Premature Birth - Women who give birth to babies well before their due date tend to have more mouth infections than those who deliver babies closer to their ETAs. Molecular signals released by inflamed gums (cytokines and a species called C-reactive protein, to be exact) sneak out of the mouth and into the placenta via mom’s bloodstream. Damage done to baby-in-the-womb offspring signals to her body that it’s time to get this baby out, albeit ahead of schedule.

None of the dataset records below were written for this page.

Issue #27022, opened 2023-06-05
File CDK: new file-based connector


clnoll:

sherifnada:
Three sources that would be useful from a product POV: 
1. GCS
2. SFTP
3. Azure Blob Storage

clnoll:
Grooming notes:
- Check in with Tobias about putting publicly available data on S3.

clnoll:
Closing this in favor of prioritizing the S3 connector.

PR #27816, opened 2023-06-28
File cdk validation policies

clnoll:
## What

Alzheimer's Disease - Impaired cognition doesn’t bode particularly well for remembering to brush, floss, and gargle. People suffering from Alzheimer’s disease and other forms of dementia are at a higher risk for poor oral health, primarily because they’re less able to independently attend to it. Many medications currently used to treat dementia also interfere with the mouth’s saliva production, which raises the risk of mouth and throat issues even higher.

Stress - Life stressors at work, home, or in the environment at large can interfere with our mouth’s ability to tolerate even normal levels of plaque. One study found that stressed out mums had higher rates of cavities and fewer teeth than their less stressed, child-free counterparts. Another found that people working in high stress environments also had higher rates of cavities and other periodontal problems.